そのショックって、恋に似てる。信じた分だけ、傷が深い。
私、後藤の怒りって「裏切られた!」だけじゃなく、「自分の時間を返してほしい」に近いと思うんです。
修業って、時間そのものを差し出す行為だから。
だからこそ、あの怒りには共感しかなかったです。
ホーのラストが、笑えるのに切なくて刺さる
最後に残った留学生アルバイトのホーが、味を舌で覚えていて、ラーメンを再現してしまう。
ここは爽快で、「最近の若者は」って言ってた大将へのカウンターとしても気持ちいい。
…のに。
2週間後、店は閉店。
ホーはレシピを持ってベトナムに帰り、フォーの店で大繁盛。
このオチ、笑いながら「えぇぇ!」って声が出たけど、同時にものすごく現実的でした。
若い人って、義理で縛られない。
逆に言えば、義理で縛られるほどの信頼関係を作れていなかったら、あっさり去っていく。
そしてそれは残酷だけど、悪ではない。
ホーは自分の人生を選んだだけ。
ただ、そこに残された力也と奈美の“ぽっかり感”を想像すると、私は胸がきゅっとしました。
誰かを育てるって、報われる保証がない。
それでも育てたいなら、恐怖じゃなくて、誇りを渡さなきゃいけない。…そんなメッセージが、笑いの裏で刺さってくる回でした。
ミタゾノと舞の立ち位置が、今回すごく良かった
そしてやっぱり、ミタゾノは“裁かない”んですよね。
暴くけど、断罪しない。ただ淡々と、汚れを白日の下に出す。
舞は若者側として、言いたいことも多かったと思うし、現場に口を挟みたくもなる。ちょっと危うい正義感もある。

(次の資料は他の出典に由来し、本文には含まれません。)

PR #575, opened 2016-02-04
Update centos7-install.sh use httpd:8080 with varnish

AndrewGearhart:


btopro:
"That file does not exist at that part of the operation" - @btopro

Issue #594, opened 2016-02-08
Document steps after one-line installers


btopro:
If installing against a dev deployment / onto a place like digital ocean, the included Bakery SSO won't work unless the server is aware of the host file change. For example, when you install with
```
yes | yum -y install wget git && git clone https://github.com/elmsln/elmsln.git /var/www/elmsln && bash /var/www/elmsln/scripts/install/handsfree/centos7/centos7-install.sh elmsln ln elmsln.dev http admin@elmsln.dev yes
```

This assumes the server lives at `elmsln.dev` style addresses and so you modify your local /etc/hosts file in order to tell your browser about this. That's great, but the server has no idea of this requirement and I'm not positive if we want to automatically apply this (debating as I just realized this).

At minimum we need to document this fact, I'm going to guess we'll ultimately want to apply it just like vagrant does. If it was installed with real addresses then we won't apply it (so like conditional specifically for this fake address pattern of elmsln.dev).

This is now a blocking issue as far as usability goes from a developer side of things. discovered via conversations with @rickhumphries in #475

btopro:
Commit testing in travis now https://travis-ci.org/elmsln/elmsln/builds/107871027

PR #596, opened 2016-02-08
Automatically modify /etc/hosts on elmsln.dev builds #594

btopro:
The one line installer has elmsln.dev as the default; if this is used it's obviously not for production purposes and so should be treated as a development space (that happens to be out in the cloud). As such, we need the server to know that it's operating this way by automatically modifying it's /etc/hosts file.


btopro:
#594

でも、そのまっすぐさがあるからこそ、今回の「最近の若い奴は」というテーマが一方通行にならず、ちゃんと揺れて見えた気がしました。
第2話って、ラーメン回の皮をかぶった「誇りと生活」と「世代のすれ違い」の話でした。
笑えるのに、見終わると、ちょっとだけ自分の働き方や、誰かへの言い方を振り返りたくなる。
私はこの回、かなり好きです。苦いのに、妙に後を引く味でした。